[Python-ideas] os.architecture

Andrew Barnert abarnert at yahoo.com
Mon Dec 30 00:14:33 CET 2013


On Dec 29, 2013, at 14:38, Chris Angelico <rosuav at gmail.com> wrote:

> On Mon, Dec 30, 2013 at 9:31 AM, Andrew Barnert <abarnert at yahoo.com> wrote:
>> And if you're running a 32-bit python on 64-bit Windows you almost certainly want to download 64-bit libraries, right?
> 
> Actually, that one's a bit harder to work out. I'd say uname() would
> say that it's a 64-bit system (of whatever architecture), so all you
> have is the platform module and its methods of looking at
> sys.executable - and the docs comments kinda scare me off using that
> anywhere other than Linux (and even there, it looks inefficient). Is
> there a best-practice way of finding out what binary libraries you
> should be using for this process? Surely that should be a simple
> thing?

Sure. And this is all documented in the first place I would have thought to look--right near the top of the platform module, the first thing that comes up when I google "python platform" or "python architecture". 
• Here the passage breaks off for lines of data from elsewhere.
PR #88, opened 2020-10-20
[DS-015] Air data computer

pavel-kirienko:
### Refactor the physics namespace

It might look like a huge changeset, but it is not. There are no semantic changes, just renamings:

- `reg.drone.{physics, service}` => `reg.drone.{phy, srv}` because we are hitting the name length limit.
- Dynamic and kinematic states have been slightly reorganized with no semantic changes to allow the addition of navigation types soon.

Also, new types: linear velocity with covariance, 1D kinetic state with covariance and timestamp.

### Add the air data computer service

This is just a description with a single constant defining the min data update rate.

***One component is missing here:*** the filter delay parameter is not defined. It should go into a separate type published at a low rate over a separate subject, but before we do that, I need to understand its purpose. Per @TSC21, a copypasta from our Slack:

> that is the maximum time offset between the measurement time and the filter process time
> it is a constant, and depends on the type of sensor and the type of filter
> so it's tricky to setup
> so this is for example the max time offset between a air speed sample time of measurement and the time when it gets processed on an EKF to update the horizontal velocity state

What is the prescribed behavior if a sample taken at `Ts` is received by the filter at `Tr` such that `(Tr-Ts) > filter_delay`? Should the filter discard the sample? If this value is also a function of the type of filter, why is it reported by the sensor?


reg/drone/phy/kinematics/trans/LinearCovTs.0.1.uavcan
```diff
@@ -0,0 +1,10 @@
+# This is a structural subtype of LinearTs.
```
TSC21, line 1: It doesn't make sense to name this Cov, because the Covariance is between two different random variables, and in this case you are just passing the variances (which is specific to the random variable).

reg/drone/phy/kinematics/trans/Velocity1CovTs.0.1.uavcan
```diff
@@ -0,0 +1,9 @@
+# Linear velocity with timestamp and covariance.
+# Observe that this is a structural subtype of uavcan.si.sample.velocity.Scalar.1.0.
+# For a non-timestamped estimate without covariance use the raw SI type directly.
+
+uavcan.si.sample.velocity.Scalar.1.0 velocity
+
+float16 error_variance  # [(meter/second)^2]
```
TSC21, line 7: Same thing here about the usage of Cov.

reg/drone/phy/thermodynamics/PressureTempCovTs.0.1.uavcan
```diff
@@ -0,0 +1,15 @@
+# Timestamped fluid pressure and temperature (sampled synchronously) with covariance.
+# Observe that this is a structural subtype of uavcan.si.sample.pressure.Scalar.1.0.
+
+uavcan.time.SynchronizedTimestamp.1.0 timestamp
+
+uavcan.si.unit.pressure.Scalar.1.0    pressure
+uavcan.si.unit.temperature.Scalar.1.0 temperature
+
+float16[3] covariance
```
TSC21, line 9: How does this define the URT? These should be `float16[6]` then.

reg/drone/phy/thermodynamics/PressureTempCovTs.0.1.uavcan
```diff
@@ -0,0 +1,15 @@
...
+# The upper-right triangle of the covariance matrix (following the matrix packing rules defined in Specification).
```
TSC21, line 10: I think you are messing URT with the covariance matrix diagonal (which represents the variances.

| xx | xy | xz |
| ... | yy | yz |
| ... | ... | zz |

An acceptable convention would be using a row-major representation of it. Which results in:
`float16[6] covariance = [xx, xy, xz, yy, yz, zz]`

This usage of the URT for representing the covariances is only acceptable because, as you know, the covariance matrices are symmetric.

reg/drone/srv/air_data_computer/_.0.1.uavcan
```diff
@@ -0,0 +1,48 @@
+# A generic air data computer (ADC) service.
```
TSC21, line 1: ADC generates confusion (with analog-digital converter). Please replace this with something like air data sensor (ADS).

reg/drone/srv/air_data_computer/_.0.1.uavcan
```diff
@@ -0,0 +1,48 @@
...
+#
+# An air data computer service is generally a non-interactive publish-only service: when activated,
+# it keeps publishing its measurements at a fixed rate over several subjects until deactivated.
+# The activation/deactivation, if supported, is managed via the standard arming command service.
```
TSC21, line 5: Using an arming command here doesn't make much sense to me, and I am sure it will generated confusion between adopters. You usually associate arming to ESC/motors/servos, so actuators, not sensors, at least in the avionics world. We might need a parallel `activation` command service for these specific cases.

reg/drone/srv/air_data_computer/_.0.1.uavcan
```diff
@@ -0,0 +1,48 @@
...
+# The data update rates and other parameters are controlled via the Register API using implementation-defined
```
TSC21, line 6: We need to standardize this in some way on the service level (in DS-015). Otherwise it generated ambiguity and divergence.

reg/drone/srv/air_data_computer/_.0.1.uavcan
```diff
@@ -0,0 +1,48 @@
...
+# An armed ADC should publish the following data subjects synchronously at the same configurable rate
+# which should not be lower than the specified limit. The measurements should be low-pass filtered
+# to avoid frequency aliasing effects.
+#
+#   PUBLISHED SUBJECT       TYPE                                                NOTE
+#   calibrated airspeed     reg.drone.phy.kinematics.trans.Velocity1CovTs
+#   true airspeed           reg.drone.phy.kinematics.trans.Velocity1CovTs       optional
+#   pressure altitude data  reg.drone.phy.kinematics.trans.LinearCovTs          assume ISA; NED frame (+down, -up)
+#   static air data         reg.drone.phy.thermodynamics.PressureTempCovTs      pressure and OAT
+#
```
TSC21, line 28: We need the air temperature, otherwise this is unusable. Also, sensor temperature should be a must for all sensor types.

reg/drone/srv/air_data_computer/_.0.1.uavcan
```diff
@@ -0,0 +1,48 @@
...
+# Observe that there is no subject for indicated airspeed. This is because per the principles of service-oriented
+# design, the ADC is responsible for applying the necessary transformations on its data to render it ready for
+# consumption by clients. If desired, indicated airspeed may be reported over an implementation-defined subject.
```
TSC21, line 31: I am not sure about this. I will request to an SME if this is actually something expected to come out of the sensor or not. I understand we need to follow the service-oriented design, but without proper extension of the service these data types are unusable.

reg/drone/srv/air_data_computer/_.0.1.uavcan
```diff
@@ -0,0 +1,48 @@
...
+#
+# In addition to the above, an armed ADC should publish the following service subjects at an implementation-defined
+# rate that should not be lower than the specified limit:
+#
+#   PUBLISHED SUBJECT       TYPE
+#   heartbeat               reg.drone.srv.common.Heartbeat
+#
+# Despite being a non-interactive service, an ADC is recommended to subscribe to the arming command subject.
+# This recommendation may be omitted if the ADC does not support arming state selection, in which case it should
+# always report itself as being ARMED.
```
TSC21, line 41: Again, let's rethink this concept of arm and replace it with activation for sensors.

TSC21 (changes requested):
@pavel-kirienko it generally is good but we need to start thinking of who's going to use the data types and how they expect to use them. We are too much focused on service-oriented designs but then we miss the point of DS-015 which is also support standardized network services that are easy to use without the need to rethink the implementation and force the vendors to extend it in a way that requires both sides (autopilot maintainers and peripheral vendors) to readjust the source code every time.

So my suggestion is that we keep this approach but at the same time, provide the last mile: this means, provide at least standardized data type that composes the usage of the base data types being considered here.

reg/drone/phy/kinematics/trans/LinearCovTs.0.1.uavcan
pavel-kirienko: That is true but the objective here is to follow a consistent convention. We need a generic term that is applicable both to covariance and error variance, I figured that `Cov` is an appropriate choice. Do you have a better idea that would work in both cases?

reg/drone/phy/thermodynamics/PressureTempCovTs.0.1.uavcan
pavel-kirienko: You are missing that the covariance matrix is 2x2 elements, so its URT contains 3 elements. This is correct.

reg/drone/phy/thermodynamics/PressureTempCovTs.0.1.uavcan
pavel-kirienko: Same -- you need to notice that the matrix is 2x2, so the URT contains 3 elements.

reg/drone/srv/air_data_computer/_.0.1.uavcan
pavel-kirienko: The outside air temperature is included in `reg.drone.phy.thermodynamics.PressureTempCovTs`

reg/drone/srv/air_data_computer/_.0.1.uavcan
pavel-kirienko: An air data sensor is a different type of equipment, so it cannot be used here. I have just replaced all uses of ADC with either "air data computer" (unabbreviated) or just "service".

reg/drone/srv/air_data_computer/_.0.1.uavcan
pavel-kirienko: Making the right decision on what to standardize is at least as important as deciding what *not* to standardize. Nano-management and overspecialization by the standard may harm the ecosystem just as badly as the lack of clear standards; the recent story with OpenCL v3 appears to be an interesting illustration of that.

Our objective here is to prepare a set of building blocks that can be mixed and matched by the integrator to create distributed systems, where it is up to the integrator to configure the involved elements correctly. The auto-configuration is something that we have on the roadmap past the MVP milestone, and it may or may not involve defining standard register names, but at any rate, right now it is unnecessary and premature.

The v1 of DS-015 will require editing many registers per each involved node, but this is something that we are already agreed on, as we were discussing it for some time already and we already have scheduled the work on the CLI register editing tool to be done in the near future.

reg/drone/srv/air_data_computer/_.0.1.uavcan
pavel-kirienko: Observe that we discussed the arming service as a generic entity that is applicable beyond actuators in the original PR. Let me add screenshots here for context because links to conversations work poorly on GitHub:

image

image

I think the old PR showed that the concept of arming applied to other types of equipment does not cause confusion. I am keen on keeping some generic means of representing the degree of readiness but I am largely indifferent to its naming. If we perceive that arming is a poor choice of word, we can search for a new one although it's probably not worth the effort.

pavel-kirienko:
@TSC21 can you please elaborate on the filter delay as I requested in the OP comment?

reg/drone/phy/kinematics/trans/LinearCovTs.0.1.uavcan
TSC21: I don't. I would say that or we propagate the covariances (which increases the data type size), or we just send the variances, which in most of the cases is enough.

reg/drone/srv/air_data_computer/_.0.1.uavcan
TSC21: What I am saying is that the concept of arm is something that is quite intrinsic to what you do in actuators. Not sensors. So the wording IMHO should not be applied the same way for both cases.

reg/drone/phy/kinematics/trans/LinearCovTs.0.1.uavcan
pavel-kirienko: The quantities contained in this message are not correlated, so if we included the covariance it would be a (nearly) diagonal matrix anyway. The question is, can we accept `Cov` as a convention even if we're not really dealing with covariance?

reg/drone/srv/air_data_computer/_.0.1.uavcan
TSC21: > The v1 of DS-015 will require editing many registers per each involved node, but this is something that we are already agreed on, as we were discussing it for some time already and we already have scheduled the work on the CLI register editing tool to be done in the near future.

I think there's a miscommunication here: one thing is that you are certain of which registers need to live in a specific device, which has specific functions associated with it, and the the thing that you edit it's the values of the registers, not the register name by itself (also you don't want to manually created more registers, because it's clear what are the functions that device has). The other is to actually allow the edition of everything, which while still possible, it doesn't facilitate the work of the integrator - having to define everything is a burden and should be avoided.

I am not saying this is something that needs to exist for v1 of DS-015. What I am saying is that we need to consider that most of these things should be easy enough to integrate and expand in a way that are easy to adopt and use. Otherwise, no one is going to bother.

reg/drone/srv/air_data_computer/_.0.1.uavcan
pavel-kirienko: I am going to move this question to the forum and if necessary we will address it in a later PR.

reg/drone/srv/air_data_computer/_.0.1.uavcan
TSC21: > The outside air temperature is included in reg.drone.phy.thermodynamics.PressureTempCovTs.

So then we go back to the situation of defining macro composed types that define the required set of fields that are required for a specific service to be usable by a drone.

> or it can be simply published on a dedicated subject

That doesn't make sense because you will receive the data at the same time. You don't want the PressureTemp to be received on a certain, and the rest of the data on others. The question here is: how do you make sure that you get all of this data with the same timestamp on a more grouped manner - I would say that we need to define a composed type that answers that.

TSC21:
> What is the prescribed behavior if a sample taken at Ts is received by the filter at Tr such that (Tr-Ts) > filter_delay? Should the filter discard the sample?

I would say yes and it should be clear on the consumer side that that happened (like using an error counter, or discarded samples counter).

> If this value is also a function of the type of filter, why is it reported by the sensor?
It's also a function of the type of the sensor, and it takes more relevance than the type of filter.

reg/drone/srv/air_data_computer/_.0.1.uavcan
pavel-kirienko: https://forum.uavcan.org/t/service-readiness-level/967

reg/drone/srv/air_data_computer/_.0.1.uavcan
pavel-kirienko: Moved to the forum https://forum.uavcan.org/t/service-readiness-level/967

reg/drone/phy/kinematics/trans/LinearCovTs.0.1.uavcan
TSC21: > The question is, can we accept Cov as a convention even if we're not really dealing with covariance?

Short answer, no. And doing it will only generate confusion. Or you pass the URT of the covariance matrix or you just pass the variances (which will be the diagonal of the covariance matrix).

The other thing I am seeing now: why is `Linear` bidimensional and not tridimensional?

reg/drone/phy/kinematics/trans/LinearCovTs.0.1.uavcan
```diff
@@ -0,0 +1,10 @@
...
+# Use best guess if the error variance is unknown.
+
+LinearTs.0.1 value
+
+float16 position_error_variance         # [meter^2]
```
TSC21, line 6: how exactly is this just a `float16? You have position variance in x, in z and in z.

reg/drone/phy/kinematics/trans/LinearCovTs.0.1.uavcan
```diff
@@ -0,0 +1,10 @@
...
+float16 velocity_error_variance         # [(meter/second)^2]
```
TSC21, line 7: same thing here

reg/drone/phy/kinematics/trans/LinearCovTs.0.1.uavcan
```diff
@@ -0,0 +1,10 @@
...
+float16 acceleration_error_variance     # [(meter/second^2)^2]
```
TSC21, line 8: and here

reg/drone/phy/kinematics/trans/Velocity1CovTs.0.1.uavcan
TSC21: This is not right. if you are talking about variance, then the variance needs to be in X, Y and Z.

reg/drone/srv/air_data_computer/_.0.1.uavcan
pavel-kirienko: The challenge is to define types that are sufficiently rich to include all relevant data, and at the same time do not violate the interface segregation principle. Pressure and temperature are generally tightly coupled, hence we have a dedicated type here, which happens to be a structural subtype of just pressure (so one will be able to subscribe using `uavcan.si.sample.pressure.Scalar`).

Grouping everything into one large type that contains everything is against the design principles we're following here. The rationale was discussed at length earlier so there is probably no point to repeat that. Separation into multiple messages does not mean that one would be unable to process them atomically; this case is  addressed in the Specification:

image

reg/drone/phy/thermodynamics/PressureTempCovTs.0.1.uavcan
TSC21, line 9: Actually, this should be split into `pressure_scalar_variance` and `temperature_scalar_variance`. I don't see why we need a covariance of both.

reg/drone/phy/kinematics/trans/LinearCovTs.0.1.uavcan
pavel-kirienko: This is a one-dimensional state.

reg/drone/phy/kinematics/trans/LinearCovTs.0.1.uavcan
pavel-kirienko: This is a one-dimensional state.

reg/drone/phy/kinematics/trans/LinearCovTs.0.1.uavcan
pavel-kirienko: This is a one-dimensional state.

reg/drone/phy/kinematics/trans/LinearCovTs.0.1.uavcan
pavel-kirienko: > Short answer, no. 

Do you have a specific suggestion?

> The other thing I am seeing now: why is Linear bidimensional and not tridimensional?

It is one-dimensional because it is only used to represent one-dimensional kinetic states. Multidimensional geometry will be supported later under the existing framework.

reg/drone/phy/kinematics/trans/Velocity1CovTs.0.1.uavcan
pavel-kirienko: It is a one-dimensional state.

reg/drone/phy/kinematics/trans/LinearCovTs.0.1.uavcan
TSC21: > It is one-dimensional because it is only used to represent one-dimensional kinetic states. Multidimensional geometry will be supported later under the existing framework.

One dimension means that, for example, for position, you have the x variance OR the y variance OR the z variance.

reg/drone/phy/kinematics/trans/Velocity1CovTs.0.1.uavcan
TSC21: which one? X, Y or Z?

reg/drone/phy/kinematics/trans/LinearCovTs.0.1.uavcan
pavel-kirienko: That is a very astute observation. Let's have a call, this is going nowhere.

reg/drone/srv/air_data_computer/_.0.1.uavcan
TSC21: @pavel-kirienko are you aware of the complexity of synchronizing samples from different sensors to be fused in a filter? Why are we pushing that complexity here?

reg/drone/phy/kinematics/trans/LinearCovTs.0.1.uavcan
bresch: I would say that using `cov` won't create any ambiguity: the matrix containing both variances and covariances is called "covariance matrix" and the variance is just a special name when both random variables are the same.

reg/drone/phy/kinematics/trans/LinearCovTs.0.1.uavcan
TSC21: I see now the point. But as we discussed, it doesn't make sense to create a data type that fits one dimension and propagate a variance for one dimension and call it `position_error_variance`. What is conventional (you can check ROS or Mavlink as an example), is that you create a message/data type which is associated with linear/angular position/velocity/acceleration, and those are are 3 dimensional (points, vectors), or 4D if they are stamped.

reg/drone/phy/kinematics/trans/LinearCovTs.0.1.uavcan
TSC21: answer above

reg/drone/phy/kinematics/trans/LinearCovTs.0.1.uavcan
TSC21: answer above

reg/drone/srv/air_data_computer/_.0.1.uavcan
TSC21: @bresch can I have your comment here?

reg/drone/srv/air_data_computer/_.0.1.uavcan
pavel-kirienko: Is there any action item specific to this pull request that you would like to propose?

reg/drone/phy/thermodynamics/PressureTempCovTs.0.1.uavcan
pavel-kirienko: Pressure and temperature are tightly correlated, so my assumption is that this information could in theory be leveraged by an external state estimator. The cost of managing a single extra `float16` is low, so I added it. This case is different from, say, kinematic states, because they are known to be uncorrelated.

reg/drone/srv/air_data_computer/_.0.1.uavcan
bresch: My question is "what do we expect from a sensor that cannot compute CAS"? Should it simply publish IAS in the CAS field? How the client would then know that it should apply calibration on that data?

reg/drone/srv/air_data_computer/_.0.1.uavcan
TSC21: I think we need to make sure we standardize register naming that correspond to things that are used basically in all nodes for most of the topics, like the update rate, and also the registers for pub/sub port IDs. This will make sure that we have a strong convention that guarantees that the integrator knows what registers to look for when it wants to change the register values.

So for this particular PR, I would start by defining what registers should by default exist on a node with a particular function and its naming. Other registers can exist, but as you specify already, those can be implementation-defined.

reg/drone/srv/air_data_computer/_.0.1.uavcan
```diff
@@ -0,0 +1,50 @@
...
+# to avoid frequency aliasing effects.
+#
+#   PUBLISHED SUBJECT       TYPE                                                NOTE
+#   calibrated airspeed     reg.drone.phy.kinematics.trans.Velocity1VarTs
+#   true airspeed           reg.drone.phy.kinematics.trans.Velocity1VarTs       optional
+#   pressure altitude data  reg.drone.phy.kinematics.trans.LinearVarTs          assume ISA; NED frame (+down, -up)
+#   static air data         reg.drone.phy.thermodynamics.PressureTempVarTs      pressure and OAT
+#
+# Observe that there is no subject for indicated airspeed. This is because per the principles of service-oriented
+# design, the air data computer is responsible for applying the necessary transformations on its data to render it
```
sfuhrer, line 30: I'm mission some context here. Is the air data computer meant as a "sensor", meaning that if you have multiple airspeed sensors you also get multiple publications? Or is more of an "estimator", that fuses multiple airspeed readings and publishes an averaged estimate/the best instance?
Depending on the above, if it's a "sensor" message then I would rather make it publish IAS istead of CAS, and leave the calibration to the estimator. And consequently also leave away TAS, as it can't be estimated without knowing CAS. If it's an "estimator" I think publishing CAS and TAS is fine.

reg/drone/srv/air_data_computer/_.0.1.uavcan
pavel-kirienko: > My question is "what do we expect from a sensor that cannot compute CAS"? Should it simply publish IAS in the CAS field? How the client would then know that it should apply calibration on that data?

The short answer is that if a sensor is unable to produce highly processed data that is abstracted away from the means of its estimation, it is non-conformant. This is a very conscious requirement; we need to keep in mind that this standard is intended to enable distributed intravehicular systems and it is not a bad clone of I2C. The long answer is provided in [The Guide](uavcan.org/guide/).

The vendor of a [COTS air data computer](https://www.tindie.com/products/avionicsanonymous/uavcan-air-data-computer-airspeed-sensor/) would provide configuration parameters (see Register API) that define the relationship between IAS and CAS. The parameters are to be configured by the integrator based on the position of the pitot sensor and other relevant properties.

reg/drone/srv/air_data_computer/_.0.1.uavcan
pavel-kirienko: There may be multiple network service instances per node, so I don't think it's possible to define specific register names. We could define wildcards as has been proposed for `uavcan.sub.*`, for example. But notice that for a human integrator it doesn't make much difference whether, say, the rate of a particular sensor feed is set via a spec-adherent register or some implementation-defined register. Where it matters is the auto-configuration, but this capability is expressly excluded from the scope of DS-015 v1.0. My plan is to leave this undefined for now, and get back to it after we have the MVP out.

reg/drone/srv/air_data_computer/_.0.1.uavcan
TSC21: > The short answer is that if a sensor is unable to produce highly processed data that is abstracted away from the means of its estimation, it is non-conformant. This is a very conscious requirement; we need to keep in mind that this standard is intended to enable distributed intravehicular systems and it is not a bad clone of I2C.

@pavel-kirienko so we just assume that a vendor needs to build a sensor which in the end will be much more expensive because it can provide CAS? I mean, I don't think this is a reasonable way of seeing things. DS-015 is aimed for a board spec of solutions, from the less to the most expensive. It's more expensive to create a COTS air computer like that than providing a field for CAS.

pavel-kirienko: IAS-CAS translation does not require any additional hardware, but a trivial piecewise transfer function, so I don't think the cost is affected. If the cost is really critical, I2C is the way to go, otherwise you're going against the core design goals of the standard.

reg/drone/srv/air_data_computer/_.0.1.uavcan
TSC21: > We could define wildcards as has been proposed for uavcan.sub.*, for example

Let's do that as an intermediate step here then, please.

pavel-kirienko: Not possible without redefining the project goals and disrupting the schedule. The plan is to release the standard in October; defining the register names would require exploring the auto-configuration options, it is major work and it will take time.

TSC21: > defining the register names would require exploring the auto-configuration options

Why is that? What does it take to define wildcards on the data types definitions that can define the way that the registers are named? I don't see where exactly does that impact on the project and where does that imply auto-configuration options. We are just stating that a human integrator will know exactly what would be the wildcard to look for when configuring a register. That for me is quite clear.

reg/drone/srv/air_data_computer/_.0.1.uavcan
TSC21: > otherwise you're going against the core design goals of the standard.

What exactly are we going against? One of the core design goals of the standard is to allow flexibility for the HW vendor to specify what sort of data it wants to provide.

pavel-kirienko: The goals are defined in the MVP doc in the form of a reference to the interface design guidelines. The values announced there are, therefore, the core values of DS-015. We are venturing too far away from the scope of this PR here with this discussion.

> The main motivation for our (Zubax) involvement in this project is that we perceive that the early draft of the standard proposed for public evaluation is not built according to the best practices of diligent design and it is not an adequate candidate for a long-term industry standard. Given the strategic importance of the standard both for the PX4 ecosystem and for the core UAVCAN project itself, leaving the project on its current trajectory may reflect poorly on the future of the entire industry. Our criticism of the proposed design is expressed in the form of advisory guidance in the freshly published chapter on Interface Design Guidelines. Despite the design guidance being available, it does not appear to be sufficient to steer the design process off its current trajectory, so we choose to intervene directly.
>
> To implement the work described in this document we request authority to override design decisions made by the Auterion team.

reg/drone/srv/air_data_computer/_.0.1.uavcan
pavel-kirienko: > What does it take to define wildcards on the data types definitions that can define the way that the registers are named?

It depends on what our final intent is.

If the intent is to define some arbitrary requirements, it can be done in a minute.

If the intent is to define a self-consistent and viable standard, it takes work. The register name patterns are an inherent part of the auto-configuration capability, and it will be impossible to define them without constructing the general framework of the auto-configuration service first.

What you are requesting is impossible to do under the current schedule and budget.

pavel-kirienko:
@TSC21 FYI, remaining items that are to be completed before UAVCAN v1.0 stable is out: https://github.com/UAVCAN/public_regulated_data_types/milestone/1

Of those, the following block DS-015 MVP: https://github.com/UAVCAN/public_regulated_data_types/issues?q=is%3Aopen+is%3Aissue+label%3Areg-drone

TSC21 (approved):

There are actually 4 different things you could be asking for, not just 2 (even ignoring the fact that you can have different architectures that aren't just 32- and 64-bit versions of the same thing). 

What you really want here is probably not whether you're on a 64-bit OS, or whether Python was built 64-bit--if you ever care about any platform besides Windows, you may be running under a fat/universal binary that could be built for both 32- and 64-bit, and you want to know which one it's being
_run_ as. So, as the docs say:

To get at the "64-bitness" of the current interpreter, it is more reliable to query the sys.maxsize attribute.

Maybe that could be given a nicer name, but adding an "os.architecture" that gives you a different of the four values than "platform.architecture" and probably isn't the one you want as Anatoly suggested doesn't seem like an improvement.

Maybe we could have different functions in platform for hardware_architecture, os_architecture, executable_architecture, and interpreter_architecture? But I don't think they would get much use. Besides, historically I've been as interested in knowing whether I was on, say, real ARM7 or ARM9 emulating ARM7 as in real i386 or x86_64 emulating i386, where there's no simple 32 vs. 64 cross-platform answer that has any meaning, and I don't see any reason to believe that the future will be different, just because the present happens to be different on one platform.